Quote Originally Posted by Gistok View Post
2) is selling the system for billions such a bad idea? I mean not to the suburbs, but to a private entity... is that really so horrifiic? Wouldn't you rather sell it on "Detroit's own terms", rather than have it taken away.... or to have an EFM say it's on the auction block?
Yes, it's a very bad idea, especially to a private entity. If you think the system sucks now, wait until you insert a middleman-type business that wants to profit off it. And the idea of selling it vs. having it taken away is a false either-or choice. Anyway, how the hell would the city be "selling it on its own terms" when it has the gun-to-the-head of it being taken away as another choice? Ever hear of an offer you can't refuse?

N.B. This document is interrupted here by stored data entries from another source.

PR #353, opened 2021-05-07
Fixup nested step callbacks & non-hash input handling 

### LINKED ISSUE #350: Processor steps callbacks for nested schema are called in wrong order
## Describe the bug

```ruby
require 'dry-schema'
require 'json'

field_schema = Dry::Schema.define do
  required(:string_field)

  before(:key_coercer) { |result| result.to_h }
end

  required(:schema_field).filled(field_schema)

  before(:key_coercer) do |result|
    JSON.parse(result.output, {symbolize_names: true})
  end
end

p schema.call({ schema_field: { string_field: 'foo' } }.to_json)
```

## To Reproduce

Run example above, 
```
/home/ojab/.rbenv/versions/3.0.1/lib/ruby/gems/3.0.0/gems/dry-schema-1.6.2/lib/dry/schema/result.rb:52:in `[]': no implicit conversion of Symbol into Integer (TypeError)
	from /home/ojab/.rbenv/versions/3.0.1/lib/ruby/gems/3.0.0/gems/dry-schema-1.6.2/lib/dry/schema/result.rb:52:in `block in at'
	from /home/ojab/.rbenv/versions/3.0.1/lib/ruby/gems/3.0.0/gems/dry-schema-1.6.2/lib/dry/schema/path.rb:85:in `each'
	from /home/ojab/.rbenv/versions/3.0.1/lib/ruby/gems/3.0.0/gems/dry-schema-1.6.2/lib/dry/schema/path.rb:85:in `each'
	from /home/ojab/.rbenv/versions/3.0.1/lib/ruby/gems/3.0.0/gems/dry-schema-1.6.2/lib/dry/schema/result.rb:52:in `reduce'
…
```
We're not applying `schema.before(:key_coercer)` before trying to get `result[:schema_field]` for `field_schema`, which understandably fails since result contains unparsed string. 

## Expected behavior

It works! 

## My environment

- Affects my production application: NO
- Ruby version: 3.0.1
- OS: Linux x86_64

ojab:
Fixes #350 
Also some drive-by simplifications to `Path`

dry-v specs are passing with this changes.

### DIFF
--- a/lib/dry/schema/step.rb
+++ b/lib/dry/schema/step.rb
@@ -33,11 +33,23 @@ module Dry
 
       # @api private
       def call(result)
-        scoped_result = path.equal?(EMPTY_PATH) ? result : result.at(path)
+        scoped_results(result).each do |scoped_result|
+          output = executor.(scoped_result)
+          scoped_result.replace(output) if output.is_a?(Hash)
+        end
+      end
 
-        output = executor.(scoped_result)
-        scoped_result.replace(output) if output.is_a?(Hash)
-        output
+      # @api private
+      def scoped_results(initial_result)
+        path.reduce([initial_result]) do |results, path_key|
+          results.flat_map do |result|
+            scoped_result = result.at(path_key)
+
+            next scoped_result unless scoped_result.output.is_a?(Array)
+
+            Array.new(scoped_result.output.length) { |index| scoped_result.at(index) }
+          end
+        end
       end
 
       # @api private
--- a/lib/dry/schema/step.rb
+++ b/lib/dry/schema/step.rb
@@ -43,12 +43,14 @@ module Dry
       def scoped_results(initial_result)
         path.reduce([initial_result]) do |results, path_key|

Quote Originally Posted by Gistok View Post
3) it's not exactly Detroit's ace in the hole on stopping "exurban sprawl". If anything Detroit created a monster that helped sprawlsville.
I don't think anybody is arguing that the water system is Detroit's "ace in the hole on stopping sprawl." But the alternative, of a "regional in name only" or "privatized" system, very well could be "payback time," water wielded as a political weapon to subsidize sprawl on the backs of urban consumers. Don't think so? It has been that way with roads. Remember the fun and games when Novi's Craig DeRoch, as Michigan speaker of the house, wanted to have all these exclusively suburban hearings on where road funding would go? He said, “We need to build roads where people live, work and pay their taxes. Fixing roads where people used to live, or where we want them to live, will only delay projects which will contribute to economic growth and an improved quality of life for Michigan residents.” In other words, infrastructure money would be politically directed, de jure. [[A private company would do it de facto, for profits.)

Quote Originally Posted by Gistok View Post
4) why are so many of you using the fallacy of "false dichotomy" in this discussion? It's not an all or nothing argument... and yet many of you sound just like "JoAnn Watson" in your "we ain't selling our crown jewels"... all the way to L. Brooks Patterson's suburban rants. Is there no middle ground on what is best for Detroit?
The middle ground is something we should all aim for. And the path to it is not through a power grab, or some "deal" struck under intense political pressure. The idea that this is being done under the banner of regionalism is a slick PR trick, not a genuine call for a united metro Detroit.

Quote Originally Posted by Gistok View Post
5) If this discussion is so polarizing [[as it has become)... then there really is little to help this region... because I see this as a litmus test.
You shouldn't see this as a litmus test. It is a power grab, an excess of judicial activism, and people correctly surmise that this is not democratic at all. You don't pick somebody's pocket and then tell them they're polarizing the debate when they complain...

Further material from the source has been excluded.